Il tipo più evidente di aggressività interspecifica è quello osservato nell'interazione tra un predatore e la sua preda. Tuttavia, secondo molti ricercatori, bisogna distinguere tra predazione e aggressività. Un gatto non sibila o inarca la schiena quando insegue un topo, e le aree attive nel suo ipotalamo assomigliano a quelle che riflettono la fame piuttosto che quelle che riflettono l'aggressività[3]. Tuttavia, altri si riferiscono a questo comportamento come un'aggressione predatoria[4].
Molti ricercatori si concentrano sul cervello per spiegare l'aggressività. Numerosi circuiti all'interno di strutture neocorticali e sottocorticali giocano un ruolo centrale nel controllo del comportamento aggressivo, a seconda della specie, e il ruolo esatto dei percorsi può variare a seconda del tipo di innesco o intenzione.[5][6].
Nei mammiferi, l'ipotalamo e la sostanza grigia periacqueduttale del mesencefalo sono aree critiche, come dimostrato da studi su gatti, ratti e scimmie. Queste aree cerebrali controllano l'espressione di entrambe le componenti comportamentali e autonome dell'aggressività in queste specie, inclusa la vocalizzazione. La stimolazione elettrica dell'ipotalamo causa un comportamento aggressivo[7] e l'ipotalamo ha recettori che aiutano a determinare i livelli di aggressività in base alle loro interazioni con serotonina e vasopressina[8]. Nei roditori, l'attivazione dei neuroni che esprimono il recettore degli estrogeni nella porzione ventrale dell'ipotalamo ventromediale (VMHvl) è risultata essere sufficiente per iniziare l'aggressione sia nei maschi che nelle femmine.[9][10] Le aree del mesencefalo coinvolte nell'aggressione hanno connessioni dirette sia con i nuclei del tronco cerebrale che controllano queste funzioni, sia con strutture come l'amigdala e la corteccia prefrontale.
La stimolazione dell'amigdala determina un comportamento aggressivo aumentato nei criceti[11][12], mentre le lesioni di un'area evolutivamente omologa nella lucertola riducono notevolmente la spinta e l'aggressività della competizione[13]. Nelle scimmie Rhesus, le lesioni neonatali nell'amigdala o nell'ippocampo si traducono in una ridotta espressione di dominio sociale, correlata alla regolazione dell'aggressività e della paura[14]. Diversi esperimenti su criceti dorati siriani innescati agli attacchi, ad esempio, supportano l'affermazione che la circuità all'interno dell'amigdala sia coinvolta nel controllo dell'aggressività[12]. Il ruolo dell'amigdala è meno chiaro nei primati e sembra dipendere più dal contesto situazionale, con lesioni che portano ad aumenti nelle risposte di affiliazione sociale o aggressive.

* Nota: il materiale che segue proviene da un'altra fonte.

PR #7325, opened 2025-02-12
Fix Nexus disallow header dynamic config usage

bergundy:
## What changed?

Made `component.nexusoperations.disallowedHeaders` a global setting so it can be efficiently cached and fixed the usage of the default value.

## Why?

The previous behavior was to append to the default value which is wrong.

### DIFF
--- a/components/nexusoperations/config.go
+++ b/components/nexusoperations/config.go
@@ -96,6 +96,7 @@ Uses Go's len() function on header keys and values to determine the total size.`
 )
 
 // defaultDisallowedOperationHeaders - set in the convert function below due to a limitation in the dynamic config framework.
+// TODO: restore after an upgrade to Go 1.24 and merging #7052.
 var defaultDisallowedOperationHeaders = []string{
 	"request-timeout",
 	interceptor.DCRedirectionApiHeaderName,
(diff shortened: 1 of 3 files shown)


components/nexusoperations/config.go
```diff
@@ -96,26 +95,19 @@ ScheduleNexusOperation commands with a "nexus_header" field that exceeds this li
 Uses Go's len() function on header keys and values to determine the total size.`,
 )
 
-var DisallowedOperationHeaders = dynamicconfig.NewNamespaceTypedSettingWithConverter(
+// defaultDisallowedOperationHeaders - set in the convert function below due to a limitation in the dynamic config framework.
```
dnr, line 98: let's add a TODO somewhere to restore this after 7052?

dnr (approved):

components/nexusoperations/config.go
bergundy:
```suggestion
// defaultDisallowedOperationHeaders - set in the convert function below due to a limitation in the dynamic config framework.
// TODO restore after an upgrade to Go 1.24 and merging #7052.
```

PR #6935, opened 2024-12-04
[Reset] Ignore ParentClosePolicy when a parent is closed due to reset

gow:
## What changed?
This PR prevents the parentClosePolicy from triggering when a currently running execution was terminated due to reset.

## Why?
This is needed to implement the "Reconnect" reset policy.

## How did you test it?
Added unit test

## Potential risks
N/A

## Documentation
N/A

## Is hotfix candidate?
No

PR #7326, opened 2025-02-12
[Reset] Skip parent close policy only if the parent is reset and we are using the new reset flow.

gow:
## What changed?
The parent will skip applying parent close policy only when it is reset and if we are taking the new reset flow (i.e `AllowResetWithPendingChildren` config is enabled)

## Why?
This fixes a bug I introduced in https://github.com/temporalio/temporal/pull/6935. I am skipping the parent close policy whenever a parent is reset. This was done under the assumption that the server never allowed a parent to be reset which has a pending child. Unfortunately this assumption is not true and the server allowed resetting of parents with pending children in some cases. And in these cases the parent would apply the given parent close policy to the child. So, this change restores the original behavior.
Additionally we need to further fix this by skipping parent close policies only to children that were started *before* the reset point. Will work on that in a following PR since it needs mutable state change.

## How did you test it?
Manual test

## Potential risks
N/A

## Documentation
N/A

## Is hotfix candidate?
Yes

### DIFF
--- a/service/history/transfer_queue_active_task_executor.go
+++ b/service/history/transfer_queue_active_task_executor.go
@@ -344,9 +344,10 @@ func (t *transferQueueActiveTaskExecutor) processCloseExecution(
 		RunId:      task.GetRunID(),
 	}
 	executionInfo := mutableState.GetExecutionInfo()
+	children := copyChildWorkflowInfos(mutableState.GetPendingChildExecutionInfos())
 	var completionEvent *historypb.HistoryEvent // needed to report close event to parent workflow
 	replyToParentWorkflow := mutableState.HasParentExecution() && executionInfo.NewExecutionRunId == ""
-	if replyToParentWorkflow {
+	if replyToParentWorkflow || len(children) > 0 {
 		// only load close event if needed.
 		completionEvent, err = mutableState.GetCompletionEvent(ctx)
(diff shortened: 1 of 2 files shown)


service/history/transfer_queue_active_task_executor.go
```diff
@@ -403,7 +403,13 @@ func (t *transferQueueActiveTaskExecutor) processCloseExecution(
 	// process parentClosePolicy except when the execution was reset. In case of reset, we need to keep the children around so that we can reconnect to them.
 	// We know an execution was reset when ResetRunId was populated in it.
 	// TODO (Chetan): update this condition as new reset policies are added. For now we keep all children since "Reconnect" is the only policy available.
-	if executionInfo.GetResetRunId() == "" {
+	allowResetWithPendingChildren := t.shardContext.GetConfig().AllowResetWithPendingChildren(namespaceName.String())
+	shouldSkipParentClosePolicy := false
+	if executionInfo.GetResetRunId() != "" && allowResetWithPendingChildren {
```
yycptt, line 408: nit: maybe comment that we will ignore the race condition of dc value update and the reset as reset is rarely used.

yycptt (approved):

yycptt (approved):

PR #7333, opened 2025-02-13
Use modernc.org/sqlite version v1.34.1

prathyushpv:
## What changed?
Use version v1.34.1 of modernc.org/sqlite library.

## Why?
We had fixed an issue with contexts being cancelled during a transaction. But a later change in this library reintroduced this issue.
While we work with the maintainer to fix this, use the previous version.

## Is hotfix candidate?
No


yiminc (approved):

Makefile
```diff
@@ -117,6 +117,7 @@ UNIT_TEST_DIRS := $(filter-out $(FUNCTIONAL_TEST_ROOT)% $(FUNCTIONAL_TEST_XDC_RO
 endif
 
 PINNED_DEPENDENCIES := \
+	modernc.org/sqlite@v1.34.0
```
bergundy, line 120: Please document why this is pinned.

bergundy: Can we also pin to a more recent patch or does it have to be 1.34.0?

prathyushpv: We can use [v1.34.1](https://gitlab.com/cznic/sqlite/-/tags/v1.34.1). v1.34.2 has the problematic commit

prathyushpv: Added comment.

rodrigozhou:
Not sure how big of an issue is, but the package page has this:

> ### Fragile modernc.org/libc dependency
> When you import this package you should use in your go.mod file the exact same version of modernc.org/libc as seen in the go.mod file of this repository.
> 
> See the discussion at https://gitlab.com/cznic/sqlite/-/issues/177 for more details.

In v1.34.1, they use `modernc.org/libc@v1.55.3`: https://gitlab.com/cznic/sqlite/-/blob/v1.34.1/go.mod?ref_type=tags#L10

prathyushpv:
> Not sure how big of an issue is, but the [package docs](https://pkg.go.dev/modernc.org/sqlite@v1.34.1) has this:
> 
> > ### Fragile modernc.org/libc dependency
> > When you import this package you should use in your go.mod file the exact same version of modernc.org/libc as seen in the go.mod file of this repository.
> > See the discussion at https://gitlab.com/cznic/sqlite/-/issues/177 for more details.
> 
> In v1.34.1, they use `modernc.org/libc@v1.55.3`: https://gitlab.com/cznic/sqlite/-/blob/v1.34.1/go.mod?ref_type=tags#L10

Thanks @rodrigozhou for finding that! I have pinned libc to this version as well.

rodrigozhou (approved):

L'ampia area della corteccia conosciuta come la corteccia prefrontale (PFC) è cruciale per l'autocontrollo e l'inibizione degli impulsi, inclusa l'inibizione dell'aggressività e delle emozioni. L'attività ridotta della corteccia prefrontale, in particolare le sue porzioni mediali e orbitofrontali, è stata associata ad aggressione violenta/antisociale[15]. Inoltre, è stata riscontrata una ridotta inibizione della risposta nei criminali violenti, rispetto ai criminali non violenti[5].

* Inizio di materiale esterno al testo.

PR #7334, opened 2025-02-13
Retry to get workflow result when current branch changed

hai719:
## What changed?
Retry to get workflow result when current branch changed. 

## Why?
When current branch is changed, if caller is waiting for workflow result, we should not return error. Instead, we should get workflow result from the new branch.

## How did you test it?
unit test.

### DIFF
--- a/service/history/api/getworkflowexecutionhistory/api.go
+++ b/service/history/api/getworkflowexecutionhistory/api.go
@@ -40,6 +40,7 @@ import (
 	"go.temporal.io/server/common"
 	"go.temporal.io/server/common/failure"
 	"go.temporal.io/server/common/headers"
+	"go.temporal.io/server/common/log/tag"
 	"go.temporal.io/server/common/namespace"
 	"go.temporal.io/server/common/persistence/transitionhistory"
 	"go.temporal.io/server/common/persistence/versionhistory"
@@ -101,7 +102,12 @@ func Invoke(
 
 		var branchErr *serviceerrors.CurrentBranchChanged
 		if errors.As(err, &branchErr) && isCloseEventOnly {
-			shardContext.GetLogger().Info("Got CurrentBranchChanged, retry with empty branch token")
+			shardContext.GetLogger().Info("Got CurrentBranchChanged, retry with empty branch token",
+				tag.WorkflowNamespaceID(namespaceUUID.String()),
+				tag.WorkflowID(execution.GetWorkflowId()),
+				tag.WorkflowRunID(execution.GetRunId()),
+				tag.Error(err),
+			)
 			// if we are only querying for close event, and encounter CurrentBranchChanged error, then we retry with empty branch token to get the close event
 			response, err = api.GetOrPollMutableState(
 				ctx,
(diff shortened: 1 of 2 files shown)


service/history/api/getworkflowexecutionhistory/api.go
```diff
@@ -94,6 +96,24 @@ func Invoke(
...
+					ExpectedNextEventId: expectedNextEventID,
+					CurrentBranchToken:  nil,
+					VersionHistoryItem:  nil,
+					VersionedTransition: nil,
+				},
+				workflowConsistencyChecker,
+				eventNotifier,
+			)
+		}
 		if err != nil {
```
yux0, line 117: nit: combine those two err != nil check?

tests/xdc/history_replication_signals_and_updates_test.go
```diff
@@ -128,7 +128,8 @@ func TestHistoryReplicationSignalsAndUpdatesTestSuite(t *testing.T) {
 
 func (s *hrsuTestSuite) SetupSuite() {
 	s.dynamicConfigOverrides = map[dynamicconfig.Key]any{
-		dynamicconfig.EnableReplicationStream.Key(): true,
+		dynamicconfig.EnableReplicationStream.Key():           true,
+		dynamicconfig.HistoryLongPollExpirationInterval.Key(): 1 * time.Second,
```
yux0, line 132: do you want to let the poll timeout? 1 second may be too long for test

service/history/api/getworkflowexecutionhistory/api.go
```diff
@@ -94,6 +96,24 @@ func Invoke(
 			workflowConsistencyChecker,
 			eventNotifier,
 		)
+		if err != nil && isCloseEventOnly {
```
yux0, line 99: can we also check the error type is CurrentBranchChanged

service/history/api/getworkflowexecutionhistory/api.go
hai719: They cannot combine together because if retry, err will be the return error of second call.

tests/xdc/history_replication_signals_and_updates_test.go
hai719: set to 100ms, also add check to ensure there are multiple poll calls.

service/history/api/getworkflowexecutionhistory/api.go
hai719: updated. the check was lost.

service/history/api/getworkflowexecutionhistory/api.go
```diff
@@ -94,6 +98,26 @@ func Invoke(
 			workflowConsistencyChecker,
 			eventNotifier,
 		)
+
+		var branchErr *serviceerrors.CurrentBranchChanged
+		if errors.As(err, &branchErr) && isCloseEventOnly {
+			shardContext.GetLogger().Info("Got CurrentBranchChanged, retry with empty branch token")
```
yycptt, line 104: nit: include workflow information as well?

yycptt (approved):

service/history/api/getworkflowexecutionhistory/api.go
hai719: added.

È stato anche esaminato il ruolo delle sostanze chimiche nel cervello, in particolare i neurotrasmettitori, nell'aggressione. Questo varia a seconda del percorso, del contesto e di altri fattori come il genere. Un deficit di serotonina è stato teorizzato avere un ruolo primario nel causare impulsività e aggressività. Almeno uno studio epigenetico supporta questa supposizione[16]. Tuttavia, bassi livelli di trasmissione di serotonina possono spiegare una vulnerabilità all'impulsività e a potenziali aggressioni, e possono avere un effetto attraverso le interazioni con altri sistemi neurochimici. Questi includono i sistemi dopaminici che sono generalmente associati all'attenzione e alla motivazione verso i premi e operano a vari livelli. La norepinefrina, nota anche come noradrenalina, può influenzare le risposte di aggressione sia direttamente che indirettamente attraverso il sistema ormonale, il sistema nervoso simpatico o il sistema nervoso centrale (incluso il cervello). Allo stesso modo, il GABA, sebbene associato a funzioni inibitorie a molte sinapsi del sistema nervoso centrale, a volte mostra una correlazione positiva con l'aggressività, anche quando è potenziata dall'alcol[17][18].

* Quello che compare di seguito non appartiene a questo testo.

PR #7336, opened 2025-02-13
[Scheduled Actions V2] Backfiller component

lina-temporal:
## What changed?
Added the HSM Scheduler's Backfiller component, responsible for buffering manual actions. 

Key differences between workflow scheduler and HSM backfiller logic:
* A Backfiller component is 1:1 for each Backfill request, spawned on request and deleted on completion.
* Backfillers each generate their own unique IDs at spawn, used as part of the generated request IDs for deduplication.
* When the Invoker's buffer is full, the Backfiller will exponentially back off and retry filling, giving the Invoker a chance to catch up.

## How did you test it?
* New tests, including those called out in #7152
* `go test -v`

## Potential risks
* Not in production yet
* Missing subtle behavior from the previous backfill mechanism - although I believe the test cases are well represented.


components/scheduler/backfiller_tasks.go
```diff
@@ -0,0 +1,75 @@
...
+func (b BackfillTask) Deadline() time.Time {
+	return b.deadline
+}
+
+func (BackfillTask) Destination() string {
+	return ""
+}
+
+func (BackfillTask) Validate(_ *persistencespb.StateMachineRef, node *hsm.Node) error {
+	// Backfiller only has a single task/state, so no validation is done here.
```
bergundy, line 61: You'll need a way to validate the task (probably by checking if there's an expected action for the given deadline). Otherwise, a standby cluster won't be able to discard these tasks when they've been executed in the active cluster.

bergundy: You can reach out to @yycptt for guidance in case I can't do a followup for this review.

components/scheduler/backfiller_tasks.go
```diff
@@ -0,0 +1,75 @@
...
+	return []hsm.Task{BackfillTask{deadline: b.NextInvocationTime.AsTime()}}, nil
+}
+
+func (b Backfiller) output() (hsm.TransitionOutput, error) {
+	tasks, err := b.tasks()
+	if err != nil {
+		return hsm.TransitionOutput{}, err
+	}
+	return hsm.TransitionOutput{Tasks: tasks}, nil
+}
```
bergundy, line 75: I was looking for this in `backfiller.go`, got used to seeing task generation next to the state machine transition definitions.

proto/internal/buf.yaml
```diff
@@ -12,6 +12,7 @@ breaking:
   # Uncomment this to temporarily ignore specific files or directories:
   ignore:
     - temporal/server/api/historyservice/v1/
+    - temporal/server/api/schedule/v1/message.proto
```
bergundy, line 15: Put a comment to remove this exception once this PR is merged?
Also we should remove the exception for historyservice.

bergundy (commented):
Overall this looks great. Didn't have a lot of comments here.

components/scheduler/backfiller_executors.go
```diff
@@ -0,0 +1,274 @@
...
+	// Otherwise, update progress and reschedule.
+	return hsm.MachineTransition(node, func(b Backfiller) (hsm.TransitionOutput, error) {
+		return TransitionBackfillProgress.Apply(b, EventBackfillProgress{
+			Node:                   node,
+			backfillProgressResult: result,
+		})
+	})
+}
+
+func (backfillerTaskExecutor) enqueue(schedulerNode *hsm.Node, starts []*schedulespb.BufferedStart) error {
```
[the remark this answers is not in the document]
yycptt: This can be removed now?

components/scheduler/scheduler.go
```diff
@@ -256,6 +256,73 @@ func (s *Scheduler) updateConflictToken() {
...
+	err = hsm.MachineTransition(invokerNode, func(e Invoker) (hsm.TransitionOutput, error) {
+		return TransitionEnqueue.Apply(e, EventEnqueue{
+			Node:           invokerNode,
+			BufferedStarts: starts,
+		})
+	})
+	return err
+}
+
+// RequestImmediate spawns a new Backfiller node to the scheduler tree for a
```
yycptt, line 278:
```suggestion
// RequestBackfill spawns a new Backfiller node to the scheduler tree for a
```

components/scheduler/backfiller_tasks.go
yycptt: Yes. All tasks needs a Validate() function implemented. In CHASM world, we will rely on this to manage tasks even in active cluster.

I think you can put attempt count in the task and validate if the one in the task matches with that in the backfiller state. If the Backfiller completes, the node will be removed, and we don't need to worry about task validation.

components/scheduler/backfiller.go
```diff
@@ -0,0 +1,153 @@
...
+	return nil, fmt.Errorf("invalid backfiller state provided: %v", state)
+}
+
+func (backfillerMachineDefinition) Deserialize(body []byte) (any, error) {
+	state := &schedulespb.BackfillerInternal{}
+	return Backfiller{state}, proto.Unmarshal(body, state)
+}
+
+func (backfillerMachineDefinition) CompareState(a any, b any) (int, error) {
+	panic("TODO: CompareState not yet implemented for Executor")
```
yycptt, line 110: yeah we no longer need this in CHASM. State-based replication will take care of it :)

components/scheduler/backfiller_tasks.go
lina-temporal: I put a TODO to validate task attempt count against state in `Validate` for now, as I'm just about to start moving these over to CHASM :).

components/scheduler/backfiller.go
```diff
@@ -0,0 +1,153 @@
...
+	BufferedStarts []*schedulespb.BufferedStart
+
+	// When the next batch of backfills should attempt buffering.
+	NextInvocationTime time.Time
+
+	// High water mark for when state was last updated.
+	LastProcessedTime time.Time
+
+	// When true, the backfill has completed and the node can be deleted.
+	Complete bool
```
yycptt, line 132: do we need this if Scheduler will delete Backfiller when it's completed?

components/scheduler/backfiller.go
```diff
@@ -0,0 +1,153 @@
...
+
+// Applied when the Backfiller has made partial progress on its request and needs
+// to retry.
+var TransitionBackfillProgress = hsm.NewTransition(
+	[]BackfillerMachineState{BackfillerMachineStateRunning},
+	BackfillerMachineStateRunning,
+	func(b Backfiller, event EventBackfillProgress) (hsm.TransitionOutput, error) {
+		b.LastProcessedTime = timestamppb.New(event.LastProcessedTime)
+		b.NextInvocationTime = timestamppb.New(event.NextInvocationTime)
+		b.Attempt++
```
yycptt, line 150: so Attempt will be high either when backfilling itself is keep failing or we just have a lot of things to backfill?

yycptt (approved):

components/scheduler/backfiller.go
lina-temporal: Probably not, when it's wired up in CHASM I'll clean up state we don't need.

components/scheduler/backfiller.go
lina-temporal: Yes to both cases, yeah. You'd need to look at service metrics to be able to distinguish the two cases.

I neuropeptidi ormonali vasopressina e ossitocina svolgono un ruolo chiave nei comportamenti sociali complessi in molti mammiferi come la regolazione dell'attaccamento, del riconoscimento sociale e dell'aggressività. La vasopressina è stata implicata nei comportamenti sociali maschili tipici, che includono l'aggressività. L'ossitocina può avere un ruolo particolare nella regolazione dei legami femminili con la prole e compagni, compreso l'uso di aggressività protettiva. Gli studi iniziali sugli esseri umani suggeriscono alcuni effetti simili[19][20].
Nel comportamento umano, l'aggressività è stata associata ad anomalie in tre principali sistemi di regolazione nei sistemi di serotonina, nei sistemi di catecolamina e nell'asse ipotalamo-ipofisi-surrene. È anche noto che le anormalità in questi sistemi sono indotte dallo stress, sia grave, stress acuto, sia stress cronico di basso livello[21].
In psicologia ed in altre scienze sociali e comportamentali, con il termine aggressività ci si riferisce all'inclinazione a manifestare comportamenti che hanno lo scopo di causare danno o dolore ad altri da sé.[senza fonte] L'aggressione in ambito umano può attuarsi sia sul piano fisico che verbale, ed una certa azione viene considerata aggressiva anche se non riesce nelle sue intenzioni di danneggiamento. Al contrario, un comportamento che causa solo accidentalmente un danno non è da considerarsi aggressione.[senza fonte]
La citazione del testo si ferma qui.